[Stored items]

• • • • • • •

Issue #378, opened 2015-09-11
Large responses over Unix domain socket fail with 'use of closed network connection'


awh:
After the following commit

edc2bd38d8fa79581371ea78b3c09935877a1ade

commands which yield large (> ~4k) HTTP responses over a Unix domain connection fail with the message 'use of closed network connection'. The problem stems from the deferred `dial.Close()` statement:

https://github.com/fsouza/go-dockerclient/blob/edc2bd38d8fa79581371ea78b3c09935877a1ade/client.go#L405

As long as the headers and response body fit within 4k they will be read into memory during the call to `http.ReadResponse()` before the close operation occurs. When this is not the case, JSON decode fails later on trying to read the remainder of the body from the (now closed) socket.

We noticed this in weaveworks/weave#1410; inspect of certain containers (in particular those with volume mounts) with go-dockerclient failed as the returned JSON was big enough to exceed the buffer size of the initial read.

Unfortunately removing the `defer dial.Close()`, whilst fixing the immediate problem, leaks file descriptors - the `defer resp.Body.Close()` used by the clients of `do` does not appear to close the domain socket...

fsouza:
@awh thanks for reporting it! I've just reverted edc2bd38d8fa79581371ea78b3c09935877a1ade so we can get to a proper solution for both issues.

awh:
No problem - thanks for the prompt response!

fsouza:
Closing in favor of #379.

PR #382, opened 2015-09-17
Don't read HTTP entire response body unnecessarily, take 2

### LINKED ISSUE #379: Client.do always read entire response body, which might waste memory
This has been reported and fixed in the PR #375, but as reported in #378, the fix introduced another bug: because of the ``defer dial.Close()`` call, only the first 4k bytes were available in the body, and then reading the body fails with "use of closed network connection".

We should come with a solution where Client.do don't read entire body and we don't leak file descriptors (maybe handling the socket closing in each caller of Client.do).

chuyeow:
Fixes #379, follow up to the reverted #375.

`Client.do()` now does not read the entire HTTP response from the Docker remote API, since that is an unnecessary memory / allocation burden. Instead, it returns the `*http.Response` and relies on callers to read / copy from / close the body as necessary.

When connecting to Docker via UNIX domain socket, we use a fake `http.Client` that dials to the socket, thus fixing the issue reported in #378 where the underlying network connection was prematurely closed when the HTTP response (+headers) does not fit into the default 4096-byte buffer.

### DIFF
--- a/client.go
+++ b/client.go
@@ -138,6 +138,7 @@ type Client struct {
 	requestedAPIVersion APIVersion
 	serverAPIVersion    APIVersion
 	expectedAPIVersion  APIVersion
+	unixHTTPClient      *http.Client
 }
 
 // NewClient returns a Client instance ready for communication with the given
@@ -341,6 +342,7 @@ func (c *Client) Ping() error {
 	if resp.StatusCode != http.StatusOK {
 		return newError(resp)
 	}
+	resp.Body.Close()
 	return nil
 }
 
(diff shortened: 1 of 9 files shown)


client.go
```diff
@@ -669,6 +657,41 @@ func (c *Client) getURL(path string) string {
...
+func (c *Client) unixClient() *http.Client {
+	if c.unixHTTPClient != nil {
+		return c.unixHTTPClient
+	}
+
+	socketPath := c.endpointURL.Path
+	c.unixHTTPClient = &http.Client{
+		Transport: &http.Transport{
+			Dial: func(network, addr string) (net.Conn, error) {
+				return net.Dial("unix", socketPath)
```
fsouza: Can you use c.Dialer.Dial instead of net.Dial here?

Dialer has been added to support certain customization, and we don't wanna bypass it here.

Just this change and I believe it's good to merge. Thank you very much for working on this!

chuyeow: Ah you're right, I missed that. Thanks for pointing it out - fixed.

fsouza:
Thank you!

PR #383, opened 2015-09-18
Add function SearchImagesEx to transfer authentication when search.

hopkings2008:
When calling search, there is no authentication information sent to hub.
Like docker client below:
1. docker login -u tester -p tester -e tester@test.com www.hub.com
2. docker search
docker client will send the authentication to hub also. 
But when we use the client which has login info to call SearchImages api, there is no auth header in the  http request. 
So, i add this function to transfer the authentication parameter to hub.

### DIFF
--- a/client.go
+++ b/client.go
@@ -375,6 +375,7 @@ func (c *Client) getServerAPIVersionString() (version string, err error) {
 type doOptions struct {
 	data      interface{}
 	forceJSON bool
+	headers   map[string]string
 }
 
 func (c *Client) do(method, path string, doOptions doOptions) (*http.Response, error) {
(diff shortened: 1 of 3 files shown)


hopkings2008:
@fsouza , could you please check this one? thanks a lot.

fsouza:
Hi @hopkings2008, thanks for contributing and sorry for the late response.

The search endpoint doesn't stream the response, which means that we can use the do method, extending the doOptions struct with the headers field, just like @drewwells did on #390.

hopkings2008:
@fsouza , thanks for your suggestion. I have amended my changes according to your suggestion, please help to review it again, thank.

hopkings2008:
@fsouza ,  the commit for my new change for this problem is '66c30b9960b1da2020e3c8ca34ea0b8ea729cdee'

fsouza:
@hopkings2008 thank you!

PR #388, opened 2015-09-30
Add support for ulimits during build

adrienkohlbecker:
Hello,

This adds support for the `ulimits` setting in `BuildImage()`
This parameter, while undocumented in the Remote API, is used by docker itself [here](https://github.com/docker/docker/blob/master/api/client/build.go#L261) to support the `--ulimits` argument to `docker build`.

I was not able to use `queryString()` for this as docker requires a JSON-encoded array and `queryString()` flattens the arrays.

Let me know what you think
Best

### DIFF
--- a/AUTHORS
+++ b/AUTHORS
@@ -1,6 +1,7 @@
 # This is the official list of go-dockerclient authors for copyright purposes.
 
 Adam Bell-Hanssen <adamb@aller.no>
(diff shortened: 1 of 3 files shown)


fsouza:
Too bad we can't extend queryString for that, as ExportImages relies on the current behavior :-(

If the JSON format gets more common in the future, we can make the ExportImages the exception case.

Thanks for contributing!

PR #390, opened 2015-10-01
add support for searching private registries fixes #389

### LINKED ISSUE #389: Add support for image search on private registries
Currently, it is not possible to pass `AuthConfiguration` for an image search. By adding auth, it would be possible to search a private registry for images.

drewwells:
if found, send headers on GET requests

Change the SearchImages method to require authconfiguration. By passing
empty auth, it will still be able to search public images.

Searching works like this:
/image/search?term=nginx (Look for nginx in index.docker.io)
/image/search?term=quay.io/nginx (look for nginx in quay.io)

It is not possible to search private images on Docker Hub yet, but at
least this will ready the go-dockerclient when that is added!

Signed-off-by: Drew Wells <drew.wells00@gmail.com>

### DIFF
--- a/client.go
+++ b/client.go
@@ -375,6 +375,7 @@ func (c *Client) getServerAPIVersionString() (version string, err error) {
 type doOptions struct {
 	data      interface{}
 	forceJSON bool
+	headers   map[string]string
 }
 
 func (c *Client) do(method, path string, doOptions doOptions) (*http.Response, error) {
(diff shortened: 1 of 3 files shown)


drewwells:
Open PR before we can merge this: https://github.com/fsouza/go-dockerclient/pull/390

fsouza:
Hi @drewwells, thanks for working on that! Could you add a check in the test to ensure that the proper registry authentication header is present?

fsouza:
Actually, can we drop this one in favor of #383, so we don't break any existing code?

I know that adding an "Ex" extension to a method/function sounds like Windows API designing, but it ensures that we don't break any existing code.

Thanks for contributing!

• • • • • • •

* _Requirement_
In the entries above, find the line with "--- a/AUTHORS" and the line with "empty auth, it", then set down exactly those two and every line between them, nothing else.

* _Answer for this exercise_
--- a/AUTHORS
+++ b/AUTHORS
@@ -1,6 +1,7 @@
 # This is the official list of go-dockerclient authors for copyright purposes.
 
 Adam Bell-Hanssen <adamb@aller.no>
(diff shortened: 1 of 3 files shown)


fsouza:
Too bad we can't extend queryString for that, as ExportImages relies on the current behavior :-(

If the JSON format gets more common in the future, we can make the ExportImages the exception case.

Thanks for contributing!

PR #390, opened 2015-10-01
add support for searching private registries fixes #389

### LINKED ISSUE #389: Add support for image search on private registries
Currently, it is not possible to pass `AuthConfiguration` for an image search. By adding auth, it would be possible to search a private registry for images.

drewwells:
if found, send headers on GET requests

Change the SearchImages method to require authconfiguration. By passing
empty auth, it will still be able to search public images.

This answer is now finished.